Dataset entries:
((

PR #12145, opened 2022-07-25
DomConverter should use a separate DOM document instance in the data pipeline

niegowski:

Other (engine): The `DomConverter` should use a separate DOM document instance in the data pipeline.

---


Reinmar:
Why was the \`document\` parameter there? I can imagine that it might've been useful, but my guess that it wasn't added there to solve an issue with working with multiple documents but for some less important reason (like tests).

niegowski:
> Why was the `document` parameter there? I can imagine that it might've been useful, but my guess that it wasn't added there to solve an issue with working with multiple documents but for some less important reason (like tests).

It was never used with other document instances, there even were no tests verifying if the provided document was used to create DOM nodes. My guess is that it was supposed to be used for the data downcast but since there was no direct distinction between data and editing pipelines in the DomConverter (the `renderingMode` constructor option was added recently) the path of passing the document as a parameter was chosen.

PR #12160, opened 2022-07-27
Improve selecting enabled styles in styles dropdown refresh.

### LINKED ISSUE #12158: Styles dropdown does not apply block style for block element nested in non-limit element

1. Example model:
```
<div> // schema of div: inherit all from $block
   [<paragraph>Well hello there!</paragraph>]
</div>
```
2. Selection is on paragraph, not inside.
3. Execute block style for paragraph

### ✔️ Expected result

Block style is applied on paragraph

### ❌ Actual result

No style is applied, following warning is logged to a console: `style-command-executed-with-incorrect-style-name`

---

CatStrategist:

Fix (style): Fixed selecting enabled block styles when a selection's range is on block element. Closes #12158.

---

### Additional information

https://github.com/ckeditor/ckeditor5/issues/12158#issuecomment-1196559680

### DIFF
--- a/packages/ckeditor5-style/src/stylecommand.js
+++ b/packages/ckeditor5-style/src/stylecommand.js
@@ -91,17 +91,7 @@ export default class StyleCommand extends Command {
 		}
 
 		// Block styles.
-		const selectedElement = selection.getSelectedElement();
-		const selectedBlocks = Array.from( selection.getSelectedBlocks() );
-
-		// If there is a selected element it means that there is just a single tree of elements selected
-		// so we should start from the deepest block which is the last element from `getSelectedBlocks()`.
-		// Otherwise there could be neighbouring blocks selected for a non-collapsed selection - as we want
-		// to display enabled styles for a position where selection started, we should use first element from
-		// `getSelectedBlocks()`.
-		const index = selectedElement ? selectedBlocks.length - 1 : 0;
-
-		const startingBlock = selectedBlocks[ index ];
+		const startingBlock = getStartingBlockElement( selection );
 
 		if ( startingBlock ) {
 			const ancestorBlocks = startingBlock.getAncestors( { includeSelf: true, parentFirst: true } );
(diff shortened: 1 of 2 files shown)


packages/ckeditor5-style/src/stylecommand.js
```diff
@@ -91,10 +91,20 @@ export default class StyleCommand extends Command {
...
+		const selectedBlocks = Array.from( selection.getSelectedBlocks() );
 
-		if ( firstBlock ) {
-			const ancestorBlocks = firstBlock.getAncestors( { includeSelf: true, parentFirst: true } );
+		// If there is a selected element it means that there is just a single tree of elements selected
+		// so we should start from the deepest block which is the last element from `getSelectedBlocks()`.
+		// Otherwise there could be neighbouring blocks selected for a non-collapsed selection - as we want
+		// to display enabled styles for a position where selection started, we should use first element from
+		// `getSelectedBlocks()`.
+		const index = selectedElement ? selectedBlocks.length - 1 : 0;
```
niegowski, line 102: Would it be true for content like this?
```html
[<div><p>foo</p><h2>bar</h2></div>]
```

scofalik:
This PR fixes a thing and it probably could be merged, but...

I dislike the current strategy for deciding whether given style is enabled or not (can be chosen in dropdown). It takes first block from the selection, which doesn't make sense when there's a lot of content in the selection. It's bad representation of what's possible and how the feature could behave. We should either enable all styles that can be set on any of the selected elements (sum), or only those styles that can be selected on all elements (intersection).

I'd go with enabling the sum of allowed styles.

Also, the algorithm for applying the style is bugged in some cases involving nested blocks. For example:

```html
<htmlSection><paragraph>[Foo</paragraph></htmlSection>
<htmlSection><paragraph>Bar]</paragraph></htmlSection>
<htmlSection><paragraph>Baz</paragraph></htmlSection>
```

:point\_up: In this case, paragraph style will be applied to paragraphs Foo and Bar. However in this case:

```html
<htmlSection><paragraph>[Foo</paragraph></htmlSection>
<htmlSection><paragraph>Bar</paragraph></htmlSection>
<htmlSection><paragraph>Baz]</paragraph></htmlSection>
```

It will be applied only to Foo and Baz.

This is because command execution is based on `selection.getSelectedBlocks()` which isn't the best solution for this case as this returns only top-level block elements. Instead, we would like to get all the elements in the selection, not just blocks and not just top-level ones.

I propose to:

1.  Introduce changes described in this comment.
2.  Get back to this PR and see if these changes are still relevant.
3.  At the very least maybe we could reuse some of the tests introduced in this PR.

Reinmar:
I wouldn't like to make such decisions in a PR. AFAIU, we're talking here about two topics related to how all/most block styles will work. This is potentially a too big change to just make it without proper assessment. 

I'd like to:

*   understand the reasoning behind changing this, before/after comparison, impact on other features, etc. 
*   have the change in the shared code (assuming that you want to modify it) done separately from the changes in styles dropdown

Thus, I'd propose to open a new ticket and extract this part there.

scofalik:
Added: #12416 and #12417.

scofalik:
@oleq commented on #12416. Looks like we want to make even bigger refactoring of this feature in the future. So, for now, I won't push with #12416. I still think that we should solve #12417 though and come back here after it is done.

scofalik (changes requested):
#12417 should be solved first.

Reinmar:
Is this PR still necessary? Or can we close it?

scofalik:
My bad, I closed the issue but left the PR.

PR #12183, opened 2022-07-29
Revert "Better BR elements handling"

Reinmar:
Reverts #12033

Context: We realized that we haven't verified the symmetry of the data pipeline. This PR completely rebuilds how BRs are handled and there's a high chance of a regression that we may not be able to spot easily now.


Reinmar:
CI failed but it's an unrelated issue (we actually don't know why it fails, because locally it's green).

PR #12205, opened 2022-08-02
Fix removing tables

### LINKED ISSUE #12201: Deleting a table throws an error

1. Checkout branch `ck/epic/11857-table-resize-improvements`
2. Open manual test with table column resize feature: http://localhost:8125/ckeditor5-table/tests/manual/tablecolumnresize.html.
3. Delete a table.

### ✔️ Expected result

Table was deleted.

### ❌ Actual result

There's an error in the console:

image

### ❓ Possible solution

In one of the PRs refactoring the feature we removed the line checking if `tableNode` is nullish: https://github.com/ckeditor/ckeditor5/blob/master/packages/ckeditor5-table/src/tablecolumnresize/utils.js#L60. Seems it was necessary for the case of removing the node from model. Restoring it (with comment and tests this time) should be enough.

## 📃 Other details

* Browser: all
* OS: all
* First affected CKEditor version: `ck/epic/11857-table-resize-improvements` branch
* Installed CKEditor plugins: `TableColumnResize`

---

Dumluregn:

Internal (table): Fixed removing tables from the editor. Closes #12201.

---

### Additional information

As described in the issue, previously this was handled by the `if` statement located in https://github.com/ckeditor/ckeditor5/blob/master/packages/ckeditor5-table/src/tablecolumnresize/utils.js#L60. Writing the unit tests revealed though that this solution works because of a coincidence.

When a table is removed, the table plugin immediately inserts a paragraph instead. That means that (fortunately) there is always a paragraph as a `position.nodeAfter`, so the removed table is not classified as "affected" by change. However, if that behaviour is altered (i.e. a paragraph won't be inserted) and there will be another table right after a removed one, the code will classify that second table as affected - which is not true.

For that reason there are two unit tests - one performing a "pure" table removal, and one that mimics  the table plugin behaviour, so inserting a paragraph (effectively replacing the table). As the previous solution didn't work for the first test, I proposed a more general fix.

### DIFF
--- a/packages/ckeditor5-table/src/tablecolumnresize/tablecolumnresizeediting.js
+++ b/packages/ckeditor5-table/src/tablecolumnresize/tablecolumnresizeediting.js
@@ -27,7 +27,7 @@ import {
 	clamp,
 	fillArray,
 	sumArray,
-	getAffectedTables,
+	getChangedTables,
 	getColumnIndex,
 	getColumnMinWidthAsPercentage,
 	getElementWidthInPixels,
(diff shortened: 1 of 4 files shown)


mlewand (approved):
I added some docs clarifications. Also renamed the helper function as it no longer returns all the affected tables.

Issue #16311, opened 2024-05-06
Create dropdown menu component


DawidKossowski:
## 📝 Provide a description of the new feature

For now, we use menu components as a part of the menu bar. However, they are incompatible with the rest of the editor and cannot be used as independent components in the toolbar. We have at least two use cases where we need them: AI Commands and Merge tags. This task focuses on creating a new component that resembles menus in the menu bar.

The main requirements are as follows:

1. The main logic should be copied from the current menu bar components. Do not focus too much on refactoring and reusing some commons between the dropdown menu and menu bar components.
2. The components should land in the `ckeditor5-ui` package as a subfolder of the dropdown component.
3. Nice to have: Add the possibility to implement the search (like in the current AI Commands dropdown).

---

If you'd like to see this feature implemented, add a 👍 reaction to this post.

Mati365:
Follow-up ticket: https://github.com/ckeditor/ckeditor5/issues/16613

Mati365:
Assigned PRs:

**Public:**

1. https://github.com/ckeditor/ckeditor5/pull/16631
2. https://github.com/ckeditor/ckeditor5/pull/16314
3. https://github.com/ckeditor/ckeditor5/pull/16642

**Commercial:**

1. AI Integration: https://github.com/cksource/ckeditor5-commercial

Issue #5514, opened 2019-10-09
Dropdown panel should not not be cut off when the editor is inside in an overflow: hidden host


oleq:
ATM the dropdown recognizes the boundaries of the viewport and positions accordingly:

![image](https://user-images.githubusercontent.com/1099479/60428953-4b5c9a00-9bfa-11e9-9b10-825f78bbb5aa.png)

![image](https://user-images.githubusercontent.com/1099479/60428960-51527b00-9bfa-11e9-9716-e0b5637b227e.png)

But it does not recognize the `overflow: hidden` ancestors and gets cut off, which is definitely annoying. It makes it impossible to use dropdown in the toolbar in modal windows if the dropdown is to be somewhere later in the toolbar (closer to the right edge).

![image](https://user-images.githubusercontent.com/1099479/60428843-17817480-9bfa-11e9-84ac-88ee30130e0a.png)

datasoysa:
Issue seems a bit old and closed, but I still have the problem. Should we reopen this one or generate a new ticket I don't know but only thing i can tell that the approach by trying to understand the overflow:hidden ancestors won't work. As my condition it didn't work, It have a grid, grid-item with overflow-hidden and a flex-box stretches the content. Solution should be applied on a bit more generic way. And I'm sure that it will be more easier than understanding the ancestors. Create an overlay element on top of everything. for example a div element with position static at the end of body and locate your dropdowns inside that according to the reference elements .getBoundingClientRect().top and left and of course width. Than you'll never fall in to dropdown crops.

kvas-damian:
the same problem appears when CKEditor is rendered inside vertically scrollable container. For vertically scrollable container browsers, browser cut/hide content that overlaps horizontally (similar to `overflow-x: hidden` but you cannot override it).
Example: https://codepen.io/kvas-damian/pen/xxjEYXb

ikhidebright:
This is still an issue, its sad

nechutny:
This can be easily fixed with CSS anchors

```css
.ck.ck-dropdown {
		anchor-name: --ck-dropdown;

		.ck.ck-dropdown__panel {
			position: fixed;
			position-anchor: --ck-dropdown;
			top: anchor(bottom);
			left: anchor(left);
			z-index: 99999;
			transform: none;
			min-width: auto;
		}
	}
```

but currently it supports only Chrome based browsers. But still better then nothing.

LePtitJoNadeau:
This is still an issue...

[...]

PR #16631, opened 2024-06-28
Create dropdown menu component

Mati365:
Feature (ui): Create dropdown menu component. 

Part of https://github.com/ckeditor/ckeditor5/issues/16311.

---

### Other PRs

Focus change PR: https://github.com/ckeditor/ckeditor5/pull/16642
Search integration PR: https://github.com/ckeditor/ckeditor5/pull/16314
AI Integration PR: https://github.com/cksource/ckeditor5-commercial/pull/6213

### Screens

⚠️  Search function is introduced in another [PR](https://github.com/ckeditor/ckeditor5/pull/16314).

Menu
Scrolling
RTL

### Example usage

```ts
const view = new DropdownMenuRootListView( editor, [
  {
     menu: 'Menu 1',
     children: [
       // Initialize using definition object.
       {
          label: 'Menu Item 1.1',
          onExecute: () => { ... }
       },
       // Initialize using class instance.
       new DropdownMenuListItemButtonView( locale, 'Item' ),
       new ListSeparatorView( locale ),
       // Submenu initialization.
       {
         menu: 'Menu 1.1',
         children: [
           new DropdownMenuListItemButtonView( locale, 'Nested Item' ),
         ]
       }
     ] 
  } 
] );

// Somewhere later in the code.
view.factory.appendChild( {
  menu: 'Menu 2',
  children: [
    new DropdownMenuListItemButtonView( locale, 'Item 2' )
  ]
} );

// It is also possible to register custom menu using it's instance and modify it.
const customInstance = new DropdownMenuView( editor, 'Menu' );
customInstance.factory.appendChild( {
  menu: 'Sub menu',
  children: [
    new DropdownMenuListItemButtonView( locale, 'Item 3' ),
  ]
} );

// Walk over dropdown content. 
customInstance.walk( {
    Menu: () => { ... },
    Default: () => { ... }
} );

view.factory.appendChild( customInstance );
view.render(); 
```

###  Changes performed on menubar implementation

1. Generate `menus` property dynamically instead of storing it as array class member. It is possible to register already created `DropdownMenuView` instance that was created outside of menu. Such instance might have items added or deleted depending on external integration logic (for example, adding button menu entry). 

Example:

```ts
const customMenuInstance = new DropdownMenuView( editor, 'My custom menu' );
const view = new DropdownMenuRootListView( locale, [
  {
     menu: 'Menu 1',
     children: [
       // ... other menu items
       customMenuInstance
     ] 
  } 
] );

// ... later in the code ...
const newSubMenu =  new DropdownMenuView( editor, 'My submenu menu' );

newSubMenu.menuItems.addMany( [   
    new DropdownMenuListItemButtonView( locale, 'Your Searchable Item' ),
    new ListSeparatorView( locale ),
] );

// It's optional to use `appendMenuChildren` exported by root menu class. 
// New items can be added manually, without need to access root menu instance.
customMenuInstance.menuItems.add(
   new DropdownMenuListItemView( locale, menuInstance, newSubMenu)
);

// ... later in filter implementation ... 
// It should return 1 item that was added to `newSubMenu` because
// `DropdownMenuListItemButtonView` is automatically discovered while `tree` construction.
filterView.menuView.search( 'Your Searchable Item' );
```

2. Added `tree` getter that allows to traverse through whole menu that allows for lookup for specific menu entries in tests, filtering menu or creating another instance of dropdown menu with mapped definition. The one nice side effect of such approach is the ability to create `dump()` functionality, which allows to easily serialize whole menu to simple pseudo-HTML form, which is super easy to test in other integrations. 

```ts
const view = new DropdownMenuRootListView( editor, [
  {
     menu: 'Menu 1',
     children: [
       // initialize using definition object
       {
          label: 'Menu Item 1.1',
          onExecute: () => { ... }
       },
       // initialize using object
       new DropdownMenuListItemButtonView( locale, 'Item' ),
       new ListSeparatorView( locale ),
       // submenu initialization
       {
         menu: 'Menu 1.1',
         children: [
           new DropdownMenuListItemButtonView( locale, 'Nested Item' ),
         ]
       }
     ] 
  } 
] );

// Walk through menu and do some stuff on specific items.
view.walk( {
    Item: ( { node: { search } } ) => {
      if ( search.raw.includes( 'cats' ) ) {
         console.info( 'I see cat here...' ); 
      }
    }
} );

// Let's access tree and menu directly.
console.info( view.tree, view.menus );
```

3. Horizontal menu bar and vertical positioning dropdown button positioning functions have been removed.
4. DSL format of menu definition is simplified and `groups` menu attributes has been removed. Now it is possible to pass  `ListSeparatorView` manually.
5. Icons are optional, though it is possible to allocate space for missing if it is not present (by default it is disabled). 
6. Event delegation moved from root menu list to normal menu instances.
7. Menu panel views are now mounted to `ck-body-wrapper`.

### Drawbacks

1. ~`tree` / `menus` getter calls might be expensive for huge menus (> 500 entries). It's not real case and at this moment there are no actions required to be performed in this scope.~ It is fixed by adding optional lazy initialization of menus. 
2. ~Scrolling in large sub-menus is missing.~
3. It might look awful on mobile.

### Useful links and discussions

1. https://mdn.github.io/dom-examples/popover-api/nested-popovers/
2. https://blog.logrocket.com/use-css-anchor-positioning/
3. https://developer.mozilla.org/en-US/docs/Web/HTML/Global_attributes/popover
4. https://github.com/ckeditor/ckeditor5/issues/5514#issuecomment-507230949


scofalik (changes requested):
Some further cleanup required:

*   `menu/definition` directory - please put all things into one file, they are all mostly used only by the factory util, with I thing just one exception. Remove "definition" factory and move the singular file into `menu/` directory.
*   Change the factory class name and file name to something like `DropdownMenuFactory` -- it does not create a definition, it creates a menu.
*   Drop everything related to "tree" utils, the whole directory. From what I checked, everything that is in there comes down to `.menus` getter. AFAICS, these utils are not used anywhere else (there is `tree` property too but it isn't used anywhere outside `.menus`, and there is `.walk()` which isn't used anywhere).
    *   To build `.menus` I am pretty sure we can do it with a simple tree-search algorithm that uses `while` and an `array` to store results. We won't need to use several utils, types and files.
    *   `preloadAllMenus()` seems not to be used anywhere besides tests (at least that what my IDE tells me).
    *   Same with `getCurrentlyVisibleMenusElements()`.

---

I wrote that maybe some of the utils may stay. I meant just `menus`, but I thought that `menus` include both menu views and button views. `tree` is not necessary. But we may need something like `items` (or `buttons`) -- all leaf items in the structure, flattened. So that we can operate on them when the editor state (e.g. selection) changes.

For `items` entries, we may need a "path" to them, i.e. an array of menus in which an item is. But I think that will be needed for the search only, and I purposely don't mention any search related things when discussing what should be dropped from this PR. As I mentioned multiple times, this PR should be only about the nested menus functionality.

Mati365:
@scofalik 

> menu/definition directory - please put all things into one file, they are all mostly used only by the factory util, with I thing just one exception. Remove "definition" factory and move the singular file into menu/ directory.

👍🏻 done

> Change the factory class name and file name to something like DropdownMenuFactory -- it does not create a definition, it creates a menu.

👍🏻 done

> Same with getCurrentlyVisibleMenusElements().

At this moment it's kinda crucial to get all DOM elements that belong to the menu. Without such helper it's impossible to render dropdown menu inside dropdown. Check this place in additional PR that implements AI support: https://github.com/cksource/ckeditor5-commercial/pull/6213/files#diff-c3e2cfc5f2b64e23fc4bb25cdb3e76e1615a85a1fd0fac616a71d2271cb1456cR165

> preloadAllMenus() seems not to be used anywhere besides tests (at least that what my IDE tells me).

As we discussed, it's used in search implementation right [here](https://github.com/ckeditor/ckeditor5/pull/16314/files#diff-41402c4b4c3d967f87213503412bb1476326838b31908c4cd7c12a1b0aa8ddcaR88). `walk` function cannot walk through menu that has collapsed menu entries.

> To build .menus I am pretty sure we can do it with a simple tree-search algorithm that uses while and an array to store results. We won't need to use several utils, types and files.

While I agree that this solution is good enough in terms of making tree flat, or simply iteration over such tree, it makes it difficult to perform search using such approach. We need to know when we enter to the node, when we leave, to construct proper search tree. Please check this [file](https://github.com/ckeditor/ckeditor5/pull/16314/files#diff-2f1df8d7d720b80b30793ff43ee07af6724c82d08f4e36d9655e13c52d33c443R183).

Joshuajrodrigues:
Damn this would be good, currently looking for exactly this

Mati365:
@Joshuajrodrigues It's already present on master and was deployed some time ago. In a little bit of different form (without search bar).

))

*WORK TO COMPLETE*. If the string "anywhere" is in a line of the entries, pick that line out.

*RESPONSE AREA*.
*   Drop everything related to "tree" utils, the whole directory. From what I checked, everything that is in there comes down to `.menus` getter. AFAICS, these utils are not used anywhere else (there is `tree` property too but it isn't used anywhere outside `.menus`, and there is `.walk()` which isn't used anywhere).
    *   `preloadAllMenus()` seems not to be used anywhere besides tests (at least that what my IDE tells me).
> preloadAllMenus() seems not to be used anywhere besides tests (at least that what my IDE tells me).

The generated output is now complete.